◆ **INPUT DATA**:
= Beginning of Section =
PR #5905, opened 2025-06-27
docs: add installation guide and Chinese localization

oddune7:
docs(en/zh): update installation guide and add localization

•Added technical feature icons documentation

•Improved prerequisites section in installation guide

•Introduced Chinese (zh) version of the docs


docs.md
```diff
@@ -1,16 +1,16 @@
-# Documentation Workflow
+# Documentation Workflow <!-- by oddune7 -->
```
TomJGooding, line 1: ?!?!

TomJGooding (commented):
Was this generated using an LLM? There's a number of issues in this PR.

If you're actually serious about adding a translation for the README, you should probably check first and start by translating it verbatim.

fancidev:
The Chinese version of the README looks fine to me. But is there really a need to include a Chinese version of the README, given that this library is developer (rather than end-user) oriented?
= End of Section =
= Beginning of Section =
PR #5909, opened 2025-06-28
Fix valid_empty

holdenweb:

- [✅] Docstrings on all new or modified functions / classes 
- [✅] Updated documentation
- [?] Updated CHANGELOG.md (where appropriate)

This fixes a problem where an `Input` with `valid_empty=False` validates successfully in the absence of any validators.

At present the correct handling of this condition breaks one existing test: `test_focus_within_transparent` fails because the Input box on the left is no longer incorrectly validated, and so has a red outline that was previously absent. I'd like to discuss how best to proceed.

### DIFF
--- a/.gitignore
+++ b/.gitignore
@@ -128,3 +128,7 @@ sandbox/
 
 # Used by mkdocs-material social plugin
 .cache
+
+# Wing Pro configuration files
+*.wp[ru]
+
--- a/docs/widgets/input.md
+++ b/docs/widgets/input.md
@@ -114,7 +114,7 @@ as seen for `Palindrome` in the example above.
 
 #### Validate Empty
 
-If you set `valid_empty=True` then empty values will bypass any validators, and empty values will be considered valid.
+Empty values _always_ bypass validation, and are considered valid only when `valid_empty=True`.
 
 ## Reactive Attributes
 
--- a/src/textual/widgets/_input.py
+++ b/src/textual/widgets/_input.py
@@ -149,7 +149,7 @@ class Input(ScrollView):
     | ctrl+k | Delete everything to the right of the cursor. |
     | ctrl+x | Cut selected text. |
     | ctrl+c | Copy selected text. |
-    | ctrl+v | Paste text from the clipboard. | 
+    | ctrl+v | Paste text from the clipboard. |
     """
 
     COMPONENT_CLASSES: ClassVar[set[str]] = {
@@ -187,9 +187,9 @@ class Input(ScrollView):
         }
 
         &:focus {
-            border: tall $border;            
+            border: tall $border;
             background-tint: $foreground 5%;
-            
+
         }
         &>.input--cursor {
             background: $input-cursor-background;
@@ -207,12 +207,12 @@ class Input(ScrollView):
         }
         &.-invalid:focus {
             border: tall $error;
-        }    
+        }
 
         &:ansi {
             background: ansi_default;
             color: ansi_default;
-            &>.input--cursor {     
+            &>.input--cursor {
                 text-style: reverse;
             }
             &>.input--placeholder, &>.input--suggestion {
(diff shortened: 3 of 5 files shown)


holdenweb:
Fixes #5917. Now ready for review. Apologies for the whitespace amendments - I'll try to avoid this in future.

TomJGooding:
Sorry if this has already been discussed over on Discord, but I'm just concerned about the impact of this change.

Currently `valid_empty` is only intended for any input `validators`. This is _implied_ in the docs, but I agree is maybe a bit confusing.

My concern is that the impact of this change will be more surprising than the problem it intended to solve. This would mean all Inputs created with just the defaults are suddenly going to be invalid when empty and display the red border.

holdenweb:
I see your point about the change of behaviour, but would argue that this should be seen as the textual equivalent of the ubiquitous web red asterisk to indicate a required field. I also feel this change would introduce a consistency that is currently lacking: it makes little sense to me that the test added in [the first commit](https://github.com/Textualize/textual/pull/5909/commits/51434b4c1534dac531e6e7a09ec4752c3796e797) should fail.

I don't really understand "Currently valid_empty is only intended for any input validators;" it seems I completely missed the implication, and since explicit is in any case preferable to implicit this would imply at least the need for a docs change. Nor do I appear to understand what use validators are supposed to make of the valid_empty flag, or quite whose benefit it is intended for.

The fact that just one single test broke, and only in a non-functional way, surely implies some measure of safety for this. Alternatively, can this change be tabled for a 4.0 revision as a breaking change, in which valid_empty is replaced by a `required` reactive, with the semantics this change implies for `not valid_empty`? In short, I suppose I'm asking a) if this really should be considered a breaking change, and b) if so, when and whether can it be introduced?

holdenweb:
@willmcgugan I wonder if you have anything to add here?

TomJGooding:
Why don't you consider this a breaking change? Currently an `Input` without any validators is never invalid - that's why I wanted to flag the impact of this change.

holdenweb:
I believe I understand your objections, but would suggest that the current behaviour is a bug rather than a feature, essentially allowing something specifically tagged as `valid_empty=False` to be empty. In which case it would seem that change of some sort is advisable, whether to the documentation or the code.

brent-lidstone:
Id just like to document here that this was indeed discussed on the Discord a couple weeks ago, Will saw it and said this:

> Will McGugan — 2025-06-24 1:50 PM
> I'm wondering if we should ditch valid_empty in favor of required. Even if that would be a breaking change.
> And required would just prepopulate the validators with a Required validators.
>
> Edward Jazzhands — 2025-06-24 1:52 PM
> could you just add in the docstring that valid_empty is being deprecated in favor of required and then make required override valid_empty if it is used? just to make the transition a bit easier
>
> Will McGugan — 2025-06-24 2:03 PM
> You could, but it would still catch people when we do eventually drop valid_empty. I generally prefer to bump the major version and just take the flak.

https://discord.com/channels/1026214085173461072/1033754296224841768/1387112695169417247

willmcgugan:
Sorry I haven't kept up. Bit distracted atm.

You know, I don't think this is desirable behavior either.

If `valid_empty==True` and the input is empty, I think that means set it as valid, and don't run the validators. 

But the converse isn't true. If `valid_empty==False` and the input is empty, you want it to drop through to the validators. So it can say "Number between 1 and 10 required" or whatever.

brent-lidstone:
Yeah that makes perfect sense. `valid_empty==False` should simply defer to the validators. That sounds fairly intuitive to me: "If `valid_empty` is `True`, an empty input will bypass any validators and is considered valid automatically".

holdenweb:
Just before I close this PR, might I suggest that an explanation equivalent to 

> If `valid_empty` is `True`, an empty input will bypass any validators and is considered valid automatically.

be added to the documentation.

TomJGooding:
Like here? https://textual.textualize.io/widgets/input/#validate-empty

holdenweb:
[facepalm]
= End of Section =
= Beginning of Section =
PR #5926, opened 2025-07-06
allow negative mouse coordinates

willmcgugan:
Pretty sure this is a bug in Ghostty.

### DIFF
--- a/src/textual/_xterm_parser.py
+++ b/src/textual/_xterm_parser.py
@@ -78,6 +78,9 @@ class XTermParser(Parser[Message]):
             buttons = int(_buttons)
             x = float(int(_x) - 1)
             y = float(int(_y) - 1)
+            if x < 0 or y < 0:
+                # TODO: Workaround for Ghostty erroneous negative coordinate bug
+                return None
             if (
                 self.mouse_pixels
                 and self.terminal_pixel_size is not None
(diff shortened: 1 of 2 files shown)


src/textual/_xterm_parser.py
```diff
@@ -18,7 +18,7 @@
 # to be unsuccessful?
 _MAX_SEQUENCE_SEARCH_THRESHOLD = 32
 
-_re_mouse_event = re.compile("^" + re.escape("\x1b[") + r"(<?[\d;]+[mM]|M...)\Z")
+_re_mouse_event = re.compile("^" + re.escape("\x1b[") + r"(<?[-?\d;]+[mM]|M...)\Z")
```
= End of Section =
Set down, unchanged, only those lines above that fall between the line with "If you're actually" and the line with "The Chinese version", the two end lines included.

◆ **EXERCISE RESULT**:
If you're actually serious about adding a translation for the README, you should probably check first and start by translating it verbatim.

fancidev:
The Chinese version of the README looks fine to me. But is there really a need to include a Chinese version of the README, given that this library is developer (rather than end-user) oriented?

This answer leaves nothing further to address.